The Delights of Dickens with Gina Dalfonzo

Grace welcomes Gina Dalfonzo, editor of The Gospel in Dickens (Plough Publishing House) and founder and editor of Dickensblog, to chat all things Charles Dickens. What is the appeal of this wordy writer (whom, as Gina reminds us, was NOT paid by the word)? Join Gina and Grace for a fun conversation discussing why we love and return to Charles Dickens over and over despite his foibles and flaws.

Gina Dalfonzo is the author of Dorothy and Jack: The Transforming Friendship of Dorothy L. Sayers and C.S. Lewis and One by One: Welcoming the Singles in Your Church (both for Baker Books), and editor of The Gospel in Dickens (Plough Publishing House). She is a writer and editor at Christ and Pop Culture, and founder and editor of Dickensblog. Her work has been published in The Atlantic, Christianity Today, Plough Quarterly, The Weekly Standard, Fathom, and elsewhere. She publishes a biweekly book review newsletter, “Dear, Strange Things,” at http://dearstrangethings.substack.com. She enjoys playing the piano, gardening, and watching figure skating and classic movies.

Listen to this episode anywhere you get your podcasts!

If you enjoy it, I’d appreciate it so much if you rated or reviewed on the platform of your choice. It helps others to find the show and helps me out as well!

The Beauty of Old English with Eleanor Parker

Recording this episode was a bit of a trip. Dr. Eleanor Parker was very gracious with me as my microphone failed to do its ONE JOB–recording. Oh well! We still had a delightful time discussing Old English words, the Anglo-Saxon calendar year, and what she recommends for reading if you’re interested in Old English poetry.
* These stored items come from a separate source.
PR #930, opened 2024-03-19
Change naming convention of object files to follow what Base Julia does

### LINKED ISSUE #738: macOS: System image file fails consistency check on binary startup
Upon creating an app, the process goes on smoothly, untill it is time to actually call the binary.
I get the error: `ERROR: System image file failed consistency check: maybe opened the wrong version?`
```
Julia Version 1.8.2
Commit 36034abf260 (2022-09-29 15:21 UTC)
Platform Info:
  OS: macOS (arm64-apple-darwin21.3.0)
  CPU: 10 × Apple M1 Pro
  WORD_SIZE: 64
  LIBM: libopenlibm
  LLVM: libLLVM-13.0.1 (ORCJIT, apple-m1)
  Threads: 8 on 8 virtual cores
Environment:
  JULIA_NUM_THREADS = 8
  JULIA_DEPOT_PATH = /Users/cshen/.local/julia
```

I installed julia through `juliaup`. the juliaup folder is in `~/.local/juliaup` and the julia versions in `~/.local/julia/juliaup`.
the binaries in `~/.local/juliaup/bin` are symlinked to `~/.local/bin` which is in the `PATH`.
I also have julia aliased to `julia --project=@.`

Could it be that the symlinking throws some pathing off somewhere?

gbaraldi:
Fixes #738 

I'm not sure why this makes macos broken, but given that the fix is simple I'm also not going to dig into it. 

The tests don't all pass because `fooifier` isn't there for macos, @staticfloat would need to rebuild it or we just switch to another random artifact. 

It also prints a bunch of
``` 
ld: warning: no platform load command found in '/var/folders/fs/z9fkqy2n5djg4663njw_c20m0000gn/T/jl_4TmZI5eNyL-o.a[2](text#0.o)', assuming: macOS
ld: warning: no platform load command found in '/var/folders/fs/z9fkqy2n5djg4663njw_c20m0000gn/T/jl_4TmZI5eNyL-o.a[3](text#1.o)', assuming: macOS
ld: warning: no platform load command found in '/var/folders/fs/z9fkqy2n5djg4663njw_c20m0000gn/T/jl_4TmZI5eNyL-o.a[4](text#2.o)', assuming: macOS
ld: warning: no platform load command found in '/var/folders/fs/z9fkqy2n5djg4663njw_c20m0000gn/T/jl_4TmZI5eNyL-o.a[5](text#3.o)', assuming: macOS
ld: warning: no platform load command found in '/var/folders/fs/z9fkqy2n5djg4663njw_c20m0000gn/T/jl_4TmZI5eNyL-o.a[6](text#4.o)', assuming: macOS
``` 
Which was fixed by https://github.com/JuliaLang/julia/pull/51830 but that didn't get backported into 1.10.

### DIFF
--- a/src/PackageCompiler.jl
+++ b/src/PackageCompiler.jl
@@ -226,6 +226,10 @@ function create_fresh_base_sysimage(stdlibs::Vector{String}; cpu_target::String,
     base_dir = dirname(sysimg_source_path)
     tmp_corecompiler_ji = joinpath(tmp, "corecompiler.ji")
     tmp_sys_o = joinpath(tmp, "sys-o.a")
+    # This naming convention (`sys-o.a`) is necessary to make the sysimage
+    # work on macOS.
+    # Bug report: https://github.com/JuliaLang/PackageCompiler.jl/issues/738
+    # PR: https://github.com/JuliaLang/PackageCompiler.jl/pull/930
     tmp_sys_sl = joinpath(tmp, "sys." * Libdl.dlext)
 
     compiler_source_path = joinpath(base_dir, "compiler", "compiler.jl")
@@ -640,6 +644,10 @@ function create_sysimage(packages::Union{Nothing, Symbol, Vector{String}, Vector
 
     # Create the sysimage
     object_file = tempname() * "-o.a"
+    # This naming convention (`-o.a`) is necessary to make the sysimage
+    # work on macOS.
+    # Bug report: https://github.com/JuliaLang/PackageCompiler.jl/issues/738
+    # PR: https://github.com/JuliaLang/PackageCompiler.jl/pull/930
 
     create_sysimg_object_file(object_file, packages, packages_sysimg;
                             project,
--- a/src/PackageCompiler.jl
+++ b/src/PackageCompiler.jl
@@ -225,7 +225,7 @@ function create_fresh_base_sysimage(stdlibs::Vector{String}; cpu_target::String,
     sysimg_source_path = Base.find_source_file("sysimg.jl")
     base_dir = dirname(sysimg_source_path)
     tmp_corecompiler_ji = joinpath(tmp, "corecompiler.ji")
-    tmp_sys_o = joinpath(tmp, "sys.o")
+    tmp_sys_o = joinpath(tmp, "sys-o.a")
     tmp_sys_sl = joinpath(tmp, "sys." * Libdl.dlext)
 
     compiler_source_path = joinpath(base_dir, "compiler", "compiler.jl")
@@ -639,7 +639,7 @@ function create_sysimage(packages::Union{Nothing, Symbol, Vector{String}, Vector
     end
 
     # Create the sysimage
-    object_file = tempname() * ".o"
+    object_file = tempname() * "-o.a"
 
     create_sysimg_object_file(object_file, packages, packages_sysimg;
                             project,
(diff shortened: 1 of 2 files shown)


staticfloat:
For the `fooifier` stuff, probably best to just use a JLL like `HelloWorldC_jll` or something like that.  We don't want to actually add it as a dependency though, we want to embed the `Artifacts.toml` file directly, to continue testing the artifacts handling, so do something like just download an `Artifacts.toml` file from a JLL and embed it directly into the test suite here.

sloede (commented):
I am really happy to see this issue fixed, thanks a lot, though I truly am baffled by *how* this fix is supposed to work 😬

Just two small remarks:
1) The `ld` warning seems to appear only on macOS platforms, right? Can we maybe add an `@info` statement on macOS systems immediately before or after, informing the user that if said warning appears, it is ok to ignore?
2) The rationale for using the `-o.a` extension is very subtle. It would be imho great to add a small comment that explains why this is necessary (and/or links to this PR).

DilumAluthge:
@gbaraldi What's the status here? We just need to fix the `fooifier` problem?

DilumAluthge:
Bump @gbaraldi @staticfloat 

What needs to be done to fix CI here?

src/PackageCompiler.jl
```diff
@@ -225,7 +225,7 @@ function create_fresh_base_sysimage(stdlibs::Vector{String}; cpu_target::String,
     sysimg_source_path = Base.find_source_file("sysimg.jl")
     base_dir = dirname(sysimg_source_path)
     tmp_corecompiler_ji = joinpath(tmp, "corecompiler.ji")
-    tmp_sys_o = joinpath(tmp, "sys.o")
+    tmp_sys_o = joinpath(tmp, "sys-o.a")
```
DilumAluthge, line 228:
```suggestion
    # https://github.com/JuliaLang/PackageCompiler.jl/pull/930
    tmp_sys_o = joinpath(tmp, "sys-o.a")
```

src/PackageCompiler.jl
```diff
@@ -639,7 +639,7 @@ function create_sysimage(packages::Union{Nothing, Symbol, Vector{String}, Vector
     end
 
     # Create the sysimage
-    object_file = tempname() * ".o"
+    object_file = tempname() * "-o.a"
```
DilumAluthge, line 642:
```suggestion
    # The `-o.a` is necessary. See https://github.com/JuliaLang/PackageCompiler.jl/pull/930
    object_file = tempname() * "-o.a"
```

src/PackageCompiler.jl
DilumAluthge, line 228:
```suggestion
    tmp_sys_o = joinpath(tmp, "sys-o.a")
    # This naming convention (`sys-o.a`) is necessary to make the sysimage
    # work on macOS.
    # Bug report: https://github.com/JuliaLang/PackageCompiler.jl/issues/738
    # PR: https://github.com/JuliaLang/PackageCompiler.jl/pull/930
```

src/PackageCompiler.jl
DilumAluthge, line 642:
```suggestion
    object_file = tempname() * "-o.a"
    # This naming convention (`-o.a`) is necessary to make the sysimage
    # work on macOS.
    # Bug report: https://github.com/JuliaLang/PackageCompiler.jl/issues/738
    # PR: https://github.com/JuliaLang/PackageCompiler.jl/pull/930
```

DilumAluthge:
> The rationale for using the `-o.a` extension is very subtle. It would be imho great to add a small comment that explains why this is necessary (and/or links to this PR).

This is done now: 93874060fc8dbddb9b7628f228b3dae3ee28736e

DilumAluthge:
Note: I have merged #967 into this PR.

DilumAluthge:
CI is all green.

Eleanor Parker is Lecturer in Medieval English Literature at Brasenose College, Oxford. She is the author of Dragon Lords: The History and Legends of Viking England (2018), Conquered: The Last Children of Anglo-Saxon England (2022), and Winters in the World: A Journey Through the Anglo-Saxon Year (2022). She has also written for History Today and is the creator of the Clerk of Oxford blog.

Dr. Eleanor Parker

Take a listen on the podcasting platform of your choice, including Apple & Spotify. If you enjoy this episode, I’d very much appreciate it if you took the time to rate and review wherever you listen. It helps other folks to find this podcast! Thank you!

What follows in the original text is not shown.